Monday, October 24, 2005

This Title Intentionally Left Blank

Listening to Cocteau twins

My wife surprised me yesterday by saying that she still couldn’t believe it that John Peel was dead. As she had not actually heard of John Peel until she met me, that was saying something. I suppose it must have been Home Truths what done it. I had not actually heard of Daniel O’Donnell until I met my wife but I’m pretty certain that I won’t feel the same way about that gentle Irish crooner when he eventually goes to the great end-of-the-pier-in-the-sky. I am sure my wife won’t either. Having been put off the Midwich Cuckoos by the spoilers on BBC4 last week, she has expressed a desire to read Margrave Of The Marshes when I have finished it. That is not going to be long; I bought it in the local bookshop instead of any discounted place because the great-grey-behemoth that is town-and-country development these days wants to knock down the building it is housed in and put up what Charles three would call a glass stump; it will be finished in the next 24 hours.

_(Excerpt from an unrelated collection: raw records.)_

PR #2114, opened 2026-02-27
fix(convoy): add recovery sweep after Dolt reconnect and at daemon startup

pae23:
## Problem

When the Dolt server is killed mid-run (e.g. by the patrol formula bug fixed in #2110), the ConvoyManager's event poller (`pollStore`) returns errors and drops all close events. Even after Dolt recovers, the stranded-convoy scan runs only every 30s and won't fire a sweep immediately. The result: a convoy that completed during the outage never auto-lands and requires manual `gt convoy check`.

## Fix

Three coordinated changes across `convoy_manager.go`, `dolt.go`, and `daemon.go`.

### 1. Recovery mode — fast retry after Dolt outage (`convoy_manager.go`)

```go
recoveryMode atomic.Bool
```

- Set to `true` when `pollStore()` returns an error (Dolt down)
- While set, `runStrandedScan` resets its ticker to **5s** instead of the normal `scanInterval`
- Cleared after the first successful `scan()` call

### 2. Startup sweep — catch missed convoys on daemon start (`convoy_manager.go`)

```go
func (m *ConvoyManager) runStartupSweep()
```

One-shot goroutine launched in `Start()`. Waits 10s for Dolt to stabilise then calls `scan()` once. Catches convoys that completed while the daemon was stopped.

### 3. Recovery callback — immediate sweep on Dolt reconnect (`dolt.go` + `daemon.go`)

```go
func (m *DoltServerManager) SetRecoveryCallback(fn func())
```

`clearUnhealthySignal()` now detects the unhealthy→healthy transition via `os.Stat()` on the signal file. On transition, fires `onRecoveryFn` in a goroutine. Wired in `daemon.Run()` to call `cm.scan()` immediately when Dolt recovers.

### Recovery flow

```
Dolt killed
  → pollStore() error → recoveryMode=true → strandedScan tick: 5s
  → Dolt restarts → clearUnhealthySignal() → onRecoveryFn() → cm.scan() immediate
  → missed convoy events detected → convoy auto-lands
```

## References

- Issue #04: Convoy does not auto-land when Dolt server is intermittently killed
- PR #2110: fix(patrol) — root cause of Dolt kills

### DIFF
--- a/internal/daemon/convoy_manager.go
+++ b/internal/daemon/convoy_manager.go
@@ -67,6 +67,11 @@ type ConvoyManager struct {
 	// started guards against double-call of Start() which would spawn duplicate goroutines.
 	started atomic.Bool
 
+	// recoveryMode is set true when an event-poll failure is detected (indicating
+	// Dolt is down). While set, runStrandedScan uses a shorter 5s interval so it
+	// retries quickly once Dolt comes back. Cleared after the first successful scan.
+	recoveryMode atomic.Bool
+
 	// lastEventIDs tracks per-store high-water marks for event polling.
 	// Key matches stores map keys ("hq", "gastown", etc.).
 	lastEventIDs sync.Map // map[string]int64
@@ -122,6 +127,9 @@ func (m *ConvoyManager) Start() error {
 	m.wg.Add(2)
 	go m.runEventPoll()
 	go m.runStrandedScan()
+	// Run a one-shot sweep to catch convoys that completed during any previous
+	// outage or while the daemon was stopped.
+	go m.runStartupSweep()
 	return nil
 }
 
@@ -223,6 +231,9 @@ func (m *ConvoyManager) pollStore(name string, store beadsdk.Storage, stores map
 	events, err := store.GetAllEventsSince(m.ctx, highWater)
 	if err != nil {
 		m.logger("Convoy: event poll error (%s): %v", name, err)
+		// Signal recovery mode so the stranded scan shortens its interval and
+		// retries quickly once Dolt comes back.
+		m.recoveryMode.Store(true)
 		return
 	}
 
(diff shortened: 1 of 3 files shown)


DreadPirateRobertz (changes requested):
## Review: fix(convoy): add recovery sweep after Dolt reconnect and at daemon startup

Thanks for the PR, @pae23 — the problem statement is clear and well-motivated. Losing convoy completion events during Dolt outages is a real reliability gap, and the three-pronged approach (recovery mode fast-retry, startup sweep, Dolt reconnect callback) is sound in concept.

### What's done well

- **Recovery mode with adaptive interval** — switching to 5s scans during Dolt recovery is the right approach for catching stranded convoys quickly.
- **Startup sweep after 10s delay** — catches convoys stranded from a previous daemon lifecycle without racing the initial startup.
- **Dolt reconnect callback** — directly ties recovery to the event that matters.

### Issues to address

**1. Concurrent `scan()` calls are not serialized (blocking)**
After this PR, `scan()` can be invoked concurrently from three sources: the ticker goroutine, the startup sweep, and the Dolt recovery callback. `scan()` has no internal synchronization — two concurrent scans could both see the same stranded convoy and double-dispatch via `gt sling`. Add a `sync.Mutex` (e.g., `scanMu`) at the top of `scan()`.

**2. `onRecoveryFn` read not protected by `mu`**
`SetRecoveryCallback` writes under `m.mu`, but `clearUnhealthySignal` reads `m.onRecoveryFn` without holding it. Today this is safe because the caller holds `m.mu`, but the invariant is implicit. Either read under lock or add a `// caller must hold m.mu` comment.

**3. `runStartupSweep` not tracked in `wg`**
The comment says intentional because it's short-lived, but if `Stop()` is called during the 10s sleep, the goroutine could still be mid-`scan()` when `Stop()` returns. Adding it to `wg` is costless and closes that gap.

**4. Recovery ticker reset ordering**
`ticker.Reset` is called before `m.scan()`. If scan clears recovery mode, you get one extra 5s tick. Minor but worth moving the Reset after `scan()` for precision.

**5. No tests**
Three new concurrent code paths with no test coverage. At minimum: test that recovery mode shortens scan interval, test that startup sweep respects context cancellation, test that recovery callback fires on unhealthy-to-healthy transition.

### Summary

The design is good and addresses a real gap. The concurrent `scan()` issue is the blocking concern — duplicate dispatch would cause real problems. The other items are robustness improvements. Looking forward to the next revision.

steveyegge:
Superseded by fix-merge PR #2148, now merged to main.

PR #2457, opened 2026-03-07
fix: prevent bd from spawning orphan embedded Dolt servers (gt-t2zf)

seanbearden:
## Summary

- `gt dolt start` now syncs `dolt-server.port` to all rig `.beads/` dirs after confirming the server is running
- `gt start` now starts Dolt synchronously before launching agents, fixing a boot race where agents would call `bd` before Dolt was ready
- New `dolt-port-files` doctor check detects and auto-fixes port file drift

## Root cause

Two issues combined to cause orphan embedded Dolt servers:

1. **Boot race in `start.go`**: Dolt server and agents started in parallel goroutines. Agents called `bd` before Dolt was ready, and `bd` auto-spawned its own embedded server on a derived port with an empty database.

2. **Missing port file sync**: `gt dolt start` never wrote `dolt-server.port` files to rig `.beads/` dirs. When these files were missing or stale, `bd`'s port resolution fell back to `DerivePort`, spawning orphan servers.

## Changes

**`internal/doltserver/doltserver.go`**:
- `SyncPortFiles(townRoot, port)` — writes shared server port to all rig `.beads/dolt-server.port` files
- `CheckPortFiles(townRoot, expectedPort)` — detects port file drift
- `Start()` calls `SyncPortFiles` on both fresh start and already-running paths

**`internal/cmd/start.go`**:
- Split startup into Phase 1 (Dolt sync + metadata + port files) and Phase 2 (agents parallel)
- Matches the sequencing in `up.go:295-306` which already gates agent startup on `waitForDoltReady()`

**`internal/doctor/dolt_port_file_check.go`**:
- New `dolt-port-files` check with auto-fix via `gt doctor --fix`

## Test plan

- [x] `TestSyncPortFiles_WritesToAllRigBeadsDirs` — verifies port files written to all rig dirs
- [x] `TestSyncPortFiles_SkipsMissingBeadsDirs` — verifies no error for missing dirs
- [x] `TestSyncPortFiles_NoRigsJSON` — verifies graceful handling without rigs.json
- [x] `TestCheckPortFiles_DetectsDrift` — verifies drift detection
- [x] `TestCheckPortFiles_NoDriftWhenCorrect` — verifies no false positives
- [x] `TestSyncPortFiles_OverwritesStalePort` — verifies stale ports get overwritten
- [x] `TestDoltPortFileCheck_shortPath` — doctor check helper
- [x] `TestDoltPortFileCheck_Run_NoRigsJSON` — doctor check skips gracefully
- [x] All existing doltserver and doctor tests pass

### DIFF
--- a/internal/doltserver/doltserver.go
+++ b/internal/doltserver/doltserver.go
@@ -1317,7 +1317,7 @@ func SyncPortFiles(townRoot string, port int) error {
 	// Town-level .beads/ (hq)
 	townBeadsDir := filepath.Join(townRoot, ".beads")
 	if _, err := os.Stat(townBeadsDir); err == nil {
-		_ = os.WriteFile(filepath.Join(townBeadsDir, "dolt-server.port"), portStr, 0644)
+		writePortFileIfChanged(filepath.Join(townBeadsDir, "dolt-server.port"), portStr)
 	}
 
 	// Read rigs.json for all registered rigs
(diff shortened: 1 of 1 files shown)


DreadPirateRobertz:

Excellent architectural fix. The two-phase startup (Dolt server first, then agents) eliminates the race condition that caused orphan embedded Dolt servers. Key improvements:

1. Sequential Dolt start + metadata sync before any agents launch
2. \`SyncPortFiles\` ensures port files are correct before agents read them
3. New \`DoltPortFileCheck\` in doctor for ongoing validation

The removal of the parallel WaitGroup for Dolt startup is the right call — the ~500ms Dolt start time is negligible vs agent startup, and the correctness guarantee is worth it.

One question: is \`SyncPortFiles\` idempotent? If called when port files already match, does it avoid unnecessary writes?

LGTM — this should prevent the entire class of rogue Dolt server bugs.

seanbearden:
Good catch — `SyncPortFiles` was not idempotent. It unconditionally called `os.WriteFile` on every port file regardless of whether the content already matched.

Fixed in a446197: added `writePortFileIfChanged` helper that reads the existing file first and skips the write if `bytes.Equal` confirms the port already matches. All existing tests pass.

seanbearden:
Closing in favor of a clean PR. Previous branch had 57 commits of accumulated fork history; replacement has only the 3 relevant fix commits.

PR #2458, opened 2026-03-07
fix(nudge): recover queued nudges when agent becomes idle after WaitForIdle timeout

seanbearden:
## Summary

- Fixes first nudge after `gt sling` never being delivered to crew despite session being idle
- When `WaitForIdle` times out (agent busy during 15s poll) and falls back to queue, the queued nudge is lost if the agent becomes idle shortly after — the `UserPromptSubmit` hook only fires on input, so an idle agent never drains its queue
- Adds post-queue idle recovery: after successful queue write, 300ms settle + `IsIdle()` check; if idle, drains queue (prevents double delivery) and delivers directly via `NudgeSession`

## Test plan

- [x] `TestPostQueueSettleDelay` validates the settle delay is in a reasonable range (100ms-1s)
- [x] All existing nudge tests pass (`TestNudge*`, `TestResolveNudgePattern`, `TestSessionNameToAddress`, etc.)
- [x] Pre-existing `TestSlingSetsDoltAutoCommitOff` failure is unrelated (fails on clean upstream/main too)

### DIFF
--- a/internal/cmd/nudge.go
+++ b/internal/cmd/nudge.go
@@ -188,9 +188,13 @@ func deliverNudge(t *tmux.Tmux, sessionName, message, sender string) error {
 		// Brief settle, then check: if idle, drain queue and deliver directly.
 		time.Sleep(postQueueSettleDelay)
 		if t.IsIdle(sessionName) {
-			// Drain the queue to prevent double delivery, then deliver directly.
-			_, _ = nudge.Drain(townRoot, sessionName)
-			return t.NudgeSession(sessionName, prefixedMessage)
+			// Drain atomically claims queued entries (rename-based). If another
+			// process (e.g., the agent's hook) raced and drained first, we get
+			// an empty slice and skip delivery to avoid duplicates.
+			drained, _ := nudge.Drain(townRoot, sessionName)
+			if len(drained) > 0 {
+				return t.NudgeSession(sessionName, prefixedMessage)
+			}
 		}
 		return nil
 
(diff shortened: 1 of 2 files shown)


DreadPirateRobertz:

This addresses a real race condition in nudge delivery. The post-queue idle recovery pattern is sound: brief settle, check if idle, then drain and deliver directly.

The 300ms settle delay is reasonable — long enough to catch the idle transition but short enough to not add significant latency.

One concern: the \`Drain + NudgeSession\` path could duplicate delivery if another process also drains the queue concurrently. Consider whether \`Drain\` should return whether it actually drained anything, and only deliver if it did.

The test (\`TestPostQueueSettleDelay\`) only validates the constant range, not the actual behavior. Would be stronger with a test that verifies the drain-and-deliver path fires when IsIdle returns true.

LGTM on the approach, could use a stronger integration test.

seanbearden:
Thanks for the review! Both points addressed in 6421fd90:

**1. Duplicate delivery guard**: `Drain` already uses atomic rename-based claiming (`queue.go:196-209`) — only one drainer wins each entry. But you're right that the old code ignored the return value and always called `NudgeSession`. Now it checks `len(drained) > 0` and skips delivery when the queue was already drained by a racing process (e.g., the agent's `UserPromptSubmit` hook).

**2. Behavioral test**: Added `TestPostQueueIdleRecovery_SkipsDeliveryWhenDrainEmpty` — enqueues a nudge, drains it (simulating a racing hook), then verifies the second drain returns empty. This exercises the actual drain-and-skip path, not just the constant range.

seanbearden:
Superseded by #2497 which includes the idle watcher plus hook-based delivery (trigger instead of raw tmux send-keys).

PR #2459, opened 2026-03-07
fix: auto-purge closed ephemeral beads on session end

popandpeek:
## Summary

Polecat and witness sessions create mol-polecat-work steps, mol-witness-patrol cycles, and other wisps that get closed during normal operation but are never deleted. These accumulate across sessions (observed 419+126 stale beads in production) and pollute `bd ready/list` output.

- Add `purgeClosedEphemeralBeads()` helper that calls `bd purge --force --quiet`
- Call it from `gt done` after closing hooked bead, before agent state transition
- Call it from `gt polecat nuke` after molecule cleanup

Best-effort: purge failures are logged as warnings but don't block completion.

Fixes: hq-6161m

## Test plan

- [x] `go build ./internal/cmd/` passes
- [x] `go vet ./internal/cmd/` passes
- [x] `go test -run TestDone ./internal/cmd/` passes
- [ ] Manual verification: run `bd purge --dry-run` before/after `gt done` to confirm accumulation stops

### DIFF
--- a/internal/cmd/done.go
+++ b/internal/cmd/done.go
@@ -1260,6 +1260,12 @@ func updateAgentStateOnDone(cwd, townRoot, exitType, issueID string) {
 
 	// No ClearHookBead call needed — agent bead hook slot is no longer maintained (hq-l6mm5).
 
+	// Purge closed ephemeral beads (wisps) accumulated during this and prior sessions.
+	// Without this, closed wisps from mol-polecat-work steps, mol-witness-patrol cycles,
+	// etc. accumulate across sessions and pollute bd ready/list output (hq-6161m).
+	// Best-effort: failures are non-fatal since the work is already done.
+	purgeClosedEphemeralBeads(bd)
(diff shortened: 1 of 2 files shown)


DreadPirateRobertz:

Good cleanup. Adding `purgeClosedEphemeralBeads()` to both `gt done` and `nukePolecatFull` paths covers the two main session-end flows. The best-effort error handling (warn + continue) is appropriate since purge failure shouldn't block completion.

One note: calling `bd purge --force --quiet` shells out to bd — worth confirming this works when bd isn't installed (the `bd` variable here is a `*beads.Beads` struct, so `bd.Run` should handle that gracefully).

LGTM overall.

DreadPirateRobertz (approved):
LGTM. Clean, focused fix. Best-effort purge on session end prevents wisp accumulation without blocking gt done. Good comments. — gastown/crew/zhora (PM)

PR #2462, opened 2026-03-07
fix: DatabasePrefixCheck skips rigs sharing town DB

### LINKED ISSUE #2409: DatabasePrefixCheck corrupts shared database prefix when rigs redirect to town DB

DreadPirateRobertz:
## Summary
- Fixes `DatabasePrefixCheck` corrupting shared prefix when rigs redirect to the town root's beads DB
- When a rig's `.beads/redirect` resolves to the same directory as the town root's `.beads`, the check now skips that rig instead of querying the shared DB and reporting a false mismatch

I was very worried that Peel’s biography being started by him and finished by someone else would result in a fault-line I wouldn’t be able to get over. There are no worries on this score, his wife writes, if not in the same style as JP, with the same outlook on life and the same level of understanding of what he experienced. There was a gentle pang when I finished the first part, knowing that was the end of Peel, about this time last year but with the insertion of a letter to Tom Robinson declaring love of Sheila, the novelistic trail continues, only slightly slowed by the change of pronoun. The laugh quota per page is the same in both halves, as is the John-bursting-into-tears count and the obvious longing for family life. I left it last night with the description of his kids feeling out of touch with modern music because their dad was not there to call and ask advice of and it was sad – like Jenny Agutter calling out “daddy - My Daddy” something which gives me filmy eyes just writing it.

I’ve said before, that I didn’t listen to Peel’s show often in recent years but thinking back over it, each brief night time listen resulted in the purchase of some exquisite music which he found fit to play between the banging techno, nanosecond long death-metal tracks, and all the other un-listenable stuff which I used to pretend to like. Black-Star Liner spring to mind. None of this is anything to the hours I used to listen to Peel’s show when it came on after Kid Jensen in what must have been the late seventies and early eighties. It was only on medium wave and faded in and out as radio Moscow used to get the better of it and I am sure my uneducated ear must have found a lot of the stuff quite strange, far more than it did the last time I heard the show. There is a wonderful picture of PJ Harvey at rest between tracks for a gig played at Peel Acres, beaming at John as he comes out with an obviously bluffed tale, a real gem, like finding Ian McCulloch smiling or worse still, without his sunglasses. Rock and Roll with the back off. Read it and truly weep.